True believers aside, doux commerce has sometimes been part of the “grand strategy” of a leading commercial power—a geopolitical gamble, however misunderstood as such, perhaps later functioning as a default mode of elite thought and action (as during the last generation of the American ascendency).Footnote 62 But as a geopolitical strategy, it is always open to sudden reversal, should the hegemon that benefitted from—and had thus been willing to secure—an orderly world of commerce come to reevaluate its stance. In light of the present American predicament, we ought to acknowledge the prescience of Thomas Friedman, writing in 2005, at the height of that globalist optimism which he himself epitomized:Footnote 63
To all the forces … that are still holding back the flattening of the world, or could actually reverse the process, one has to add a more traditional threat, and that is an outbreak of a good, old-fashioned, world-shaking, economy-destroying war. It could be China deciding once and for all to eliminate Taiwan as an independent state; or North Korea, out of fear or insanity, using one of its nuclear weapons against South Korea or Japan; or Israel and a soon-to-be-nuclear Iran going at each other; or India and Pakistan finally nuking it out.
Friedman spotted most of the continuing threats to a world of commercial peace, though notably missing Russian revanchism. He then went on to hope that “these classic geopolitical threats might be moderated or influenced by the new forms of collaboration fostered and demanded by the flat world—particularly supply-chaining.”Footnote 64
We are now, two decades later, in a position to assess otherwise. The “flatter” world of today seems more, not less, bellicose than the world of 2005, particularly if we take into account the renewed possibility of great power conflict and the return of war to areas once thought freed of it, including continental Europe. These are fights, after all, among the supply-chained.

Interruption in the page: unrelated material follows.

PR #371, opened 2026-04-02
Document bitstream and related functions

Chesyon:
This idea of bitstreams has actually [already been known since at least 2013](https://projectpokemon.org/home/docs/mystery-dungeon-nds/explorers-of-sky-save-structure-r62/) (see "Byte Storage"). Save file storage is optimized down to the bit level, so there's no unused bits. It does this using bitstreams, which are responsible for reading/writing data from/to a buffer, and keeping track of location down to a bit level. Perhaps that's not the best way to explain it, but just take a look at `CopyBitsToStream` and `CopyBitsFromStream`, and you'll see what I mean. The code at the previous Project Pokemon link also demonstrates this functionality.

But we can nevertheless conclude with Friedman that “[t]he interaction between old-time threats (like China versus Taiwan) and just-in-time supply chains (like China plus Taiwan) will be a rich source of study for the field of international relations in the early twenty-first century.”Footnote 65 A rich source of study indeed. If past is prologue, then out of the wreckage of our “flat world,” some future commentator will claim the Pax Sinica as the latest vindication of commercial peace theory. Perhaps, by then, there will even be an American colony planted on Mars, and so the Pax Economica can be declared interplanetary: free trade confirmed at last as the natural law of the cosmos.